# Provided records:
---+---

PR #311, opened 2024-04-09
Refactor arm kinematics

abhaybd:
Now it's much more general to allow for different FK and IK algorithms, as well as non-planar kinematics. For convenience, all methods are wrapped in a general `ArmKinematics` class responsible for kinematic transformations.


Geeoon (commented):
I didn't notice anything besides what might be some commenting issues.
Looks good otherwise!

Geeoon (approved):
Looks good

---+---

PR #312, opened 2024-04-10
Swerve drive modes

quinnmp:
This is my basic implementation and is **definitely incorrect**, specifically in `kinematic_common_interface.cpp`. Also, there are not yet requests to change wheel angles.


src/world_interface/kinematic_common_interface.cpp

---+---

# Exercise prompt:
Which lines above hold the string "kinematics"? Please copy all of them.

# Result of this exercise:
Refactor arm kinematics
Now it's much more general to allow for different FK and IK algorithms, as well as non-planar kinematics. For convenience, all methods are wrapped in a general `ArmKinematics` class responsible for kinematic transformations.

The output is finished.